*WHAT THE EXERCISE ASKS*.
Filter the entries below, keeping only lines with the word "after".

*PROVIDED RECORDS*.
PR #1959, opened 2021-12-16
Update gettingstartedguideforbeginnerprogrammers.rst

cblte:
Updated the scan-analyze 2 output with current values. The server n00dles only has 4GB ram available, so I took him of the list of usable servers to run the script on.

### DIFF
--- a/doc/source/guidesandtips/gettingstartedguideforbeginnerprogrammers.rst
+++ b/doc/source/guidesandtips/gettingstartedguideforbeginnerprogrammers.rst
@@ -196,59 +196,63 @@ Here's what mine showed at the time I made this::
     [home ~]> scan-analyze 2
     ~~~~~~~~~~ Beginning scan-analyze ~~~~~~~~~~
 
-    >n00dles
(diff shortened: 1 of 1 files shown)


doc/source/guidesandtips/gettingstartedguideforbeginnerprogrammers.rst
```diff
@@ -196,59 +196,63 @@ Here's what mine showed at the time I made this::
...
-
-    ---->CSEC
-    ------Root Access: NO, Required hacking skill: 54
-    ------Number of open ports required to NUKE: 1
-    ------RAM: 8
+    --RAM: 32.00GB
 
 Take note of the following servers:
 
-* |n00dles|
```
MageKing17, line 251: The references to `n00dles` from here on down shouldn't be removed, they should be replaced with `foodnstuff`.

cblte: This is also an option which can be considered. Good point.

PR #1962, opened 2021-12-16
Attempt to fix processes that stay up after closing app

MartinFournier:
These calls seem redundant but since I added them I did not see the process stay up after closing the app (Windows 10)...


hydroflame:
That won't work with "reload n kill all"

MartinFournier:
I think this way works for the hard reload.
Feel free to discard the pull request if it's too hacky.

hydroflame:
I just pushed something that MIGHT work. I didn't know about process.exit, that might be the key

Please leave yours open in case my attempt does not work.

PR #1984, opened 2021-12-17
feat: Add vim mode to script editor

billyvg:
This adds an option to turn on vim mode using the [`monaco-vim`](https://github.com/brijeshb42/monaco-vim) library

https://user-images.githubusercontent.com/79684/146585397-a4cd559b-fb4b-45e0-b538-dc5c05f1a4c9.mov

.

PR #1986, opened 2021-12-17
feat: add `vim` terminal command

billyvg:
This requires https://github.com/danielyxie/bitburner/pull/1984, but adds a `vim` term command.


hydroflame:
Same problem here

billyvg:
OK, cleaned up some stuff

PR #1993, opened 2021-12-18
Fix problems finding root files in cat and ns.read

Nick-Colclasure:
Cat ends up translating the path it receives from relative to absolute twice, which I fix by changing the filename to an absolute path before it's passed to getTextFile with a leading "/" so that it doesn't interpret the filename as being relative.

Read I fixed by causing getTextFile to remove the leading "/" from files that are in the root directory, since that is required to translate their name into the native "filesystem"s format.

The cat changes can be tested via the following:
`
nano test_root_file.txt
test root file text
ctrl-b
nano test_directory/test_dir_file.txt

ctrl-b
cd test_directory
cat test_root_file.txt
`
And the ns.read() change via the attached file:
[ns_read_bugfix_test.zip](https://github.com/danielyxie/bitburner/files/7738748/ns_read_bugfix_test.zip)

### DIFF
--- a/src/Terminal/DirectoryHelpers.ts
+++ b/src/Terminal/DirectoryHelpers.ts
@@ -185,7 +185,7 @@ export function getDestinationFilepath(destination: string, source: string, cwd:
     return destination;
   } else {
     // Append the filename to the directory provided.
-    let t_path = removeTrailingSlash(dstDir);
+    const t_path = removeTrailingSlash(dstDir);
     const fileName = getFileName(source);
     return t_path + "/" + fileName;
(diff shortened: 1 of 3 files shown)


hydroflame:
That causes a new problem.

`nano dir/test.txt`
write whatever, save
`cd dir`
`cat test.txt`
ERROR

Nick-Colclasure:
Alright, this should fix that issue. I tested cat of a file in a subdir from root, from the subdir, and a cat of a file with the same name (and different contents) in root from both root and the subdir.

PR #1996, opened 2021-12-18
Re-add --no-scripts launch option for electron

MartinFournier:
It must have been overwritten during the merge with the previous fix.

If possible, it may be nice to check in the app's settings if there's a way to get a popup on launch with the option to run with this flag. Something like this:

steam_yTWIrxbhLm

Where the second option would have the launch option already set for you.


hydroflame:
Oh I didn't even notice, but I did all that this morning.

PR #2603, opened 2022-01-13
Bound log boxes to parent div to prevent them from being dragged outside window

SlyCedix:


SlyCedix:
Closing to make sure log boxes stay inside the window when the window changes sizes

PR #2608, opened 2022-01-13
Update bitburner.ns.scan.md

shiggityshaggs:
an string -> a string


SagePtr:
See https://github.com/danielyxie/bitburner/blob/dev/CONTRIBUTING.md#as-a-documentor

*EXERCISE OUTPUT*.
Attempt to fix processes that stay up after closing app
These calls seem redundant but since I added them I did not see the process stay up after closing the app (Windows 10)...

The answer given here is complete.